THE TASK — Which lines below hold the word "case"? Report each one.

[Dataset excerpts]
· · · · · · ·

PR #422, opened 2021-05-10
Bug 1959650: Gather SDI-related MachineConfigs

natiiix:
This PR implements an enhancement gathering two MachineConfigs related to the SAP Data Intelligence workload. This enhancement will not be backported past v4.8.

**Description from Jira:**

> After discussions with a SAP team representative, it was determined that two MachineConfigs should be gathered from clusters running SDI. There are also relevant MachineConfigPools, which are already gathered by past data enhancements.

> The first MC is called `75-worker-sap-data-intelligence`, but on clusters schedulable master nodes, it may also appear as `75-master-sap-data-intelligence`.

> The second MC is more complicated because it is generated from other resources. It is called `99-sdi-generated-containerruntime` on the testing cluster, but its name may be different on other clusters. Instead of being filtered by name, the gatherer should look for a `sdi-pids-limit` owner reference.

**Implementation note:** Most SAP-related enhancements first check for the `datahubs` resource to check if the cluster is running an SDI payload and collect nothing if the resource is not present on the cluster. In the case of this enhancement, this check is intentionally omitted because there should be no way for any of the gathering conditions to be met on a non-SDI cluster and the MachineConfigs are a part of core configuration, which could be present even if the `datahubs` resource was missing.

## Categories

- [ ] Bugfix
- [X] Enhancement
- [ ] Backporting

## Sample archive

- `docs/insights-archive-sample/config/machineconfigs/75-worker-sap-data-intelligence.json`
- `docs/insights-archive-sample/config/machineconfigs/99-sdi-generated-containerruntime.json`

· · · · · · ·

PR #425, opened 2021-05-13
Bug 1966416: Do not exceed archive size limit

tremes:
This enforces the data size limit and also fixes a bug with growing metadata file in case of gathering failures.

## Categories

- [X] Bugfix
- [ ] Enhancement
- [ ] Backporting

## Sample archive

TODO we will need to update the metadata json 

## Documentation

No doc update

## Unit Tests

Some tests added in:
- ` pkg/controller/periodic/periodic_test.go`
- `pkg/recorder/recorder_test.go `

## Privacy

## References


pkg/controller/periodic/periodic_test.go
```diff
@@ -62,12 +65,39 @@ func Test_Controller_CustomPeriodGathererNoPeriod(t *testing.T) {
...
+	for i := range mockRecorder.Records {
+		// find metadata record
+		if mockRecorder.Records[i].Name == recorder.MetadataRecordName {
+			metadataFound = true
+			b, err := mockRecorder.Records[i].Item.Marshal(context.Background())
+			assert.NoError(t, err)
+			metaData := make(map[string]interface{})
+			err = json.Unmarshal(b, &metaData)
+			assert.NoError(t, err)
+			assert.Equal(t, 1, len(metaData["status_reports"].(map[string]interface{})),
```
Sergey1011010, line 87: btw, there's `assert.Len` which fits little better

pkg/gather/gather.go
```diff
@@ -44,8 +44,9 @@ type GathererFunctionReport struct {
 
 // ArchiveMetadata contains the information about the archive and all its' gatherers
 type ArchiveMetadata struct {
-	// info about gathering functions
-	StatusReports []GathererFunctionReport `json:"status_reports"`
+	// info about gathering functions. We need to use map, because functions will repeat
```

· · · · · · ·

RESULT FOR THIS TASK —
**Implementation note:** Most SAP-related enhancements first check for the `datahubs` resource to check if the cluster is running an SDI payload and collect nothing if the resource is not present on the cluster. In the case of this enhancement, this check is intentionally omitted because there should be no way for any of the gathering conditions to be met on a non-SDI cluster and the MachineConfigs are a part of core configuration, which could be present even if the `datahubs` resource was missing.
This enforces the data size limit and also fixes a bug with growing metadata file in case of gathering failures.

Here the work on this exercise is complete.